Buch des Monats im Dezember 2021

Blaue Frau

Autorin/Autor:  Antje Ràvik Strubel
Einband: Gebundene Ausgabe
Erscheinungsdatum: 11.08.2021
Verlag: S. Fischer Verlag
Seitenzahl: 0
Auflage: 4. Auflage

Vorgestellt von Sabine Schmidt

Der diesjährige Deutsche Buchpreis ging an Antje Ràvik Strubel für ihren Roman "Blaue Frau". Die 1974 in Potsdam geborene Autorin und Übersetzerin hat schon zahlreiche Romane veröffentlicht, unter anderem auch "Sturz der Tage in die Nacht", mit dem sie bereits 2011 auf der Longlist zum Deutschen Buchpreis stand. Darüber, dass Frau Strubel den Preis in diesem Jahr nun gewonnen hat, freue ich mich sehr, denn "Blaue Frau" ist ein starkes, ein wichtiges Buch und erreicht vielleicht durch die Verleihung des Preises noch mehr Leserinnen und Leser, als es sonst der Fall gewesen wäre.

In "Blaue Frau" erzählt die Autorin die Geschichte der jungen Tschechin Adina, die, um Deutsch zu lernen, nach Berlin kommt und dort die charismatische Fotografin Rickie kennenlernt. Rickie verschafft Adina eine Praktikumsstelle in einem kleinen Ort in der Uckermark, wo ein besonderes Kulturhaus und somit auch Arbeitsplätze für die Region entstehen sollen. Dafür benötigt ihr Arbeitgeber Razvan Stein jedoch eine Menge Fördergelder. Die hofft er durch den Westdeutschen Johann Manfred Bengel zu bekommen, der in politischen Kreisen sehr einflussreich zu sein scheint. Als Bengel Stein in der Uckermark besucht, um ein gemeinsames Projekt zu planen, lernt Bengel Adina kennen und findet Gefallen an der jungen Frau. Adina jedoch fürchtet Bengel … zu Recht, denn als sie seine Annäherungsversuche zurückweist, vergewaltigt er sie.
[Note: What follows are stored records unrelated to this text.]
PR #838, opened 2018-09-01
texting hours per campaign

lperson:


lperson:
closes #644

shakalee14:
Awesome! @lperson - I'm having trouble getting this working locally / testing locally - let me know if these are the correct steps.

1) Run `npm run dev` - which logs that a migration has occurred on the campaign table
2) Create a campaign and add `texting hours`
screen shot 2018-09-03 at 12 29 53 pm
3) Go to organizational settings and add a different texting hours constraint
screen shot 2018-09-03 at 12 29 41 pm
4) Switch to texter - and it should respect texting hours set on the campaign - currently it's still greyed out: 
screen shot 2018-09-03 at 12 30 00 pm



Currently in the db the texting hours are set to what I set in the campaign and override_organization_texting_hours is set to true - but I'm not able to send texts.

lperson:
@shakalee14 try refreshing the switch to texter view.

lperson:
@shakalee14 what time is the machine set to, and in what timezone?

lperson:
@shakalee14 also, please confirm you have the correct branch -- `new_texting_hours_per_campaign` **NOT** ~~texting_hours_per_campaign~~

shakalee14:
Refreshed a few times with no luck - and my machine? It's in EST.

lperson:
@shakalee14 also, do the contacts have zip codes?

shakalee14:
I have the correct branch and I'm using this csv:
https://github.com/MoveOnOrg/Spoke/blob/main/__test__/test_data/female_scientists.csv

lperson:
@shakalee14  the zip codes are in California.  Spoke is coded to respect the timezone of the zip code.  You set texting to start at noon, but it's about 9:48 in California, so none of those zipcodes are in a timezone where it's before noon.  The timezone in campaign texting hours config is used with contacts that have no zip code and to determine whether it's DST or not.  Try setting campaign texting hours to something before 9am.

src/components/CampaignTextingHoursForm.jsx
```diff
@@ -0,0 +1,234 @@
+import type from 'prop-types'
+import Toggle from 'material-ui/Toggle'
+import React from 'react'
+import Form from 'react-formal'
+import GSForm from './forms/GSForm'
+import CampaignFormSectionHeading from './CampaignFormSectionHeading'
+import yup from 'yup'
+import { css, StyleSheet } from 'aphrodite'
```
shakalee14, line 8: Can we removed this unused import.

src/components/CampaignTextingHoursForm.jsx
```diff
@@ -0,0 +1,234 @@
...
+  }
+
+  addAutocompleteFormField(
+    name,
+    stateName,
+    initialValue,
+    label,
+    hint,
+    choices,
+    collection
```
shakalee14, line 60: what is this used for? `collection` ?

lperson: `choices` contains the strings to be displayed

`collection` is the original values, used by a callback created by this function, so when a choice is selected, we can find the value to include when we fire the selected event

src/components/CampaignTextingHoursForm.jsx
lperson: Sure!  ~~... but I think they're all used.~~

lperson: Done.

schuyler1d:
For future, I have resolved conflicts with this PR and `scaling-tip` in branch `new_texting_hours_per_campaign-withcaching`

shakalee14:
Merged with #901  and #900

PR #848, opened 2018-09-03
Add org check to cache

shakalee14:
Includes #722 and caches org info if redis is enabled.


src/server/models/cacheable_queries/user.js
```diff
@@ -32,6 +32,55 @@ export async function userHasRole(userId, orgId, acceptableRoles) {
   }
 }
 
+async function getUserOrgInfo(userId, orgId) {
```
schuyler1d, line 35: I think this does two separate things
1. tests membership
2. gets org name and caches it.

For (1) it is already cached in `texterinfo-<userid>` with key '<orgId>' so we shouldn't recache it again -- and just use that.
For (2), we don't need to save that per-user, because it's at the org level.  and that should be able to use the general org cache in this PR: https://github.com/MoveOnOrg/Spoke/pull/855/files#diff-a384a0e3111ace4e3ecc640befd115e4R11

I know in some cases we just want the org name for the user query -- in that case, maybe worth stuffing it into the already-existing `texterinfo-<userid>` and maybe split role:orgName or something.

src/server/models/cacheable_queries/user.js
```diff
@@ -32,6 +32,55 @@ export async function userHasRole(userId, orgId, acceptableRoles) {
...
+      .distinct()
+    await r.redis.set(userOrgKey, JSON.stringify(orgData[0]))
+    return orgData[0]
+  } else {
+    let parsedOrgInfo = JSON.parse(orgInfo)
+    return parsedOrgInfo
+  }
+}
+
+export async function userOrgsWithRole(role, userId) {
```
schuyler1d, line 55: can we rename this `userOrgs(userId, role)`, and have `role` as the second argument which will be optional (since I believe it is)

schuyler1d (changes requested):
Let's use the cache objects we already have rather than spread ourselves too much.

shakalee14:
Closing this PR for now to try another fix to my initial issue.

Niemand mag der jungen Frau Glauben schenken, als sie sich verzweifelt an ihren Arbeitgeber wendet. Zuviel steht auf dem Spiel, der Einfluss Bengels reicht zu weit. Völlig traumatisiert flieht Adina nach Helsinki und arbeitet dort schwarz in einem Hotel. Hier lernt sie den Esten Leonides kennen, der sich als Abgeordneter der EU für Menschenrechte stark macht. Ganz langsam nähern sich die beiden einander an, doch als Leonides Adina mit auf einen Empfang nimmt, erkennt sie in einem der Gäste Johann Manfred Bengel und flieht erneut. Antje Ràvik Strubel erzählt diese Geschichte nicht chronologisch. Sie unterteilt ihren Roman in vier Kapitel und beginnt mit Adinas Zeit in Helsinki und auch in Helsinki endet ihr Roman. In jedem Kapitel wird der Erzählfluss unterbrochen mit eingeschobenen Dialogen einer "einer blauen Frau" und einer Ich-Erzählerin, bei der nicht ganz klar ist, ob es sich hier um Antje Ràvik Strubel selbst oder vielleicht um Adina handelt. Diese Dialoge muten philosophisch, bisweilen surreal an und werden mehr und mehr Teil von Adinas Geschichte. Wenn die blaue Frau auftaucht, muss die Erzählung innehalten. Und vielleicht ist Adinas Geschichte auch nur mit diesem "Innehalten" zu ertragen? Ihre Angst, ihre Verzweiflung, ihr Abgespalten sein von sich selbst, ihre Unsichtbarkeit, denn niemand will sehen oder hören, was ihr widerfahren ist. Woher soll sie die Kraft nehmen, sich zu wehren, ihren Vergewaltiger vor Gericht zu bringen, wieder zu sich selbst zu finden, zu überleben?

Antje Ràvik Strubel erzählt in diesem Roman nicht allein Adinas Geschichte, die die Geschichte so vieler, zu vieler Frauen sein könnte, sondern sie schreibt auch über das Ungleichgewicht zwischen Ost und West, nicht nur in Deutschland, sondern auch innerhalb Europas. Sie schreibt über die Arroganz von vermeintlich Mächtigen und darüber, wie Macht missbraucht wird. Ihr Ton ist eher kühl, manchmal fast distanziert , doch genau dadurch gelingt es ihr auf sehr subtile Weise, dass dieser Roman so lange nachklingt. Ein starkes, ein wichtiges Buch.